Вещей взяла немного — рюкзак да чемодан. Ватное одеяло оставила Елене Семеновне, как та ни отказывалась.
Из дневника:
«3.10.55 г. Наконец-то я за воротами, на воле! После всех волнений и переживаний еду домой. О, как много всякого пережила и перевидала за последние дни! Наконец-то старая десятилетняя жизнь отрезана навсегда, и я по темному, пахнущему сухим листом лесу ушла от нее. У меня навсегда останутся в памяти затерянные в лесу домики станции Умор, маленький поезд и первые впечатления моей поездки. С удовольствием сходила одна в столовую ночью, с удовольствием отстала от компании, когда ходила за паспортом. Маленькой, последней ниточкой живой связи с Еленой Семеновной осталось знакомство с мадам Отт. Болит душа по моей милой, хорошей Е. С., не хватает мне этой умной и чистой женщины».

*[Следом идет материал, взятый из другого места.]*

PR #11853, opened 2026-03-30
[CORE][UI] Fix fallback info for V2 writes and align plan with Spark SQL tab

Zouxxyy:

Fix Gluten UI not displaying fallback info for V2 writes (e.g., Iceberg INSERT with sort order), and align the plan display with Spark SQL tab (consistent operator IDs, complete plan tree).

**Root causes:**
1. Plan traversal skips `CommandResultExec` and `V2CommandExec`, missing V2 write fallback reasons.
2. In AQE mode, per-stage events have partial plans with inconsistent operator IDs; last stage overwrites earlier ones.

**Fix:** Add `CommandResultExec` recursion in `GlutenExplainUtils`/`GlutenImplicits`/`GlutenFallbackReporter`. Add `GlutenQueryExecutionListener` that generates complete fallback data from the fully materialized `QueryExecution` after execution ends, posted as event for both live UI and History Server.

We also considered a listener-side merge approach (accumulating per-stage events), but it cannot produce consistent operator IDs or a complete plan tree.

## How was this patch tested?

Елена Семеновна попросила меня отвезти письмо к француженке, с которой она вместе несколько лет сидела в лагере, мадам Отт, жене бывшего сотрудника французского посольства в Москве, инженера по образованию. Его посадили и расстреляли. Жену посадили тоже, но ей уже за шестьдесят, и ее перевели в инвалидный дом в Потьме для актированных по возрасту и болезням заключенных.
Алиса Бенедиктовна Отт оказалась очень общительной и доброжелательной женщиной и, несмотря на свои шестьдесят три года и полноту, весьма подвижной. Мы о многом переговорили, друг другу понравились, и я еще долго получала от нее добрые, призывающие к терпению и человеколюбию письма, которые очень помогли преодолеть первые, самые острые трудности жизни на воле.
В разговоре, перечисляя эмигрантов, с которыми встречалась в Берлине и которые помогали мне, я упомянула редактора эмигрантской русской газеты — Владимира Михайловича Деспотули. После побега из немецкого лагеря он мне очень помог — взял на работу в типографию и нашел жилье. Алиса Бенедиктовна спросила, не хочу ли я его увидеть.
— Но он же похоронен в Берлине, как же я его могу увидеть? — удивилась я.
— Да нет, он в нашем инвалидном доме, жив и здоров. И, наверное, вас вспомнит, если я назову ваше имя.
— Так ведь газеты писали о его смерти и похоронах, я сама читала!
И Алиса Бенедиктовна рассказала мне историю, похожую на приключенческий роман. В 1945 году сверху была дана команда сделать газету «Новое слово» более профашистской. Деспотули был тогда редактором и не смог этому подчиниться. Вернее, не захотел. Он ушел с этой работы, а редактором назначили другого.
В берлинских верхах было решено расправиться с редактором за непокорность. Его забрали из дома и увезли в одно из имений берлинской знати. Собирались тихонько и незаметно ликвидировать, без ненужных свидетелей и огласки.